Abstract
Background
The treatment of myeloid sarcoma (MS) is challenging and has not markedly improved patient prognosis. The introduction of venetoclax (VEN) has changed the treatment of MS, and venetoclax-based therapy has been described as very promising in several case reports.
Methods
In this retrospective study, we analyzed the treatment outcomes of 14 patients with MS treated with venetoclax-based therapy at The First Affiliated Hospital of Xiamen University from January 2020 to October 2023
Results
The cohort consisted of 7 (50%) women and 7 (50%) men with an average age of 37.5 years. Four patients (28.6%) had isolated MS de novo, 2 (14.2%) were diagnosed synchronously with AML, and 8 (57.2%) had isolated extramedullary relapse. The most common sites for MS in our cohort were the skin and lung, followed by the spinal canal, soft tissue, bone and kidney. Five patients were affected at more than three sites. Nine patients received VEN in combination with azacytidine, and 5 patients received VEN in combination with other agents. The median number of venetoclax therapies administered was 2 cycles (range: 1–10 cycles).
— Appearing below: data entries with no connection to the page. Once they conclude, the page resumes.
PR #687, opened 2021-06-15
Chore/627 integration tests

matthewcarlreetz:
Add tests for number formatting on Send View


src/features/wallet/send/__test__/SendView.german.test.tsx
```diff
@@ -0,0 +1,72 @@
...
+        account: {
+          account: createAccount({
+            balance: new Balance(79942876300, CurrencyType.networkToken),
+          }),
+        },
+      },
+    },
+  )
+  const amountInput = await findByTestId('AmountInput')
+  fireEvent.changeText(amountInput, '1000,35')
```
tyler-whitman, line 70: Nice, this is super cool. Easy to use

src/features/wallet/send/__test__/SendView.test.tsx
```diff
@@ -0,0 +1,50 @@
...
+      },
+    },
+  )
+  const text = await findByText('799.429 HNT Available')
+  expect(text).toBeDefined()
+})
+
+it('comma formats amount separator', async () => {
+  const { findByTestId } = render(
+    <Navigator>
```
tyler-whitman, line 34: Do we need to pass a `Navigator` every time? Maybe we can put that inside the render and make it so that you can just pass the component? Would it support passing props to the component too?

tyler-whitman (approved):
I like the setup. Great start to testing

src/features/wallet/send/__test__/SendView.test.tsx
matthewcarlreetz: In this case, it is a Stack Navigator. My thought was that there might be situations where we want different types of navigators in the future.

A response was observed in all patients included in the study, with 8 patients (57.2%) achieving a CR and 3 patients (21.4%) achieving a PR, corresponding to an ORR (including CR and PR) of 78.6%. The median follow-up time for all patients was 13 months (range 1–44 months), and the 1 year OS for all patients was 67.7%.
Conclusions
Venetoclax-based therapy shows excellent efficacy and safety in MS patients in the “real world” at a single institution, and a corresponding prospective study is needed to verify this conclusion.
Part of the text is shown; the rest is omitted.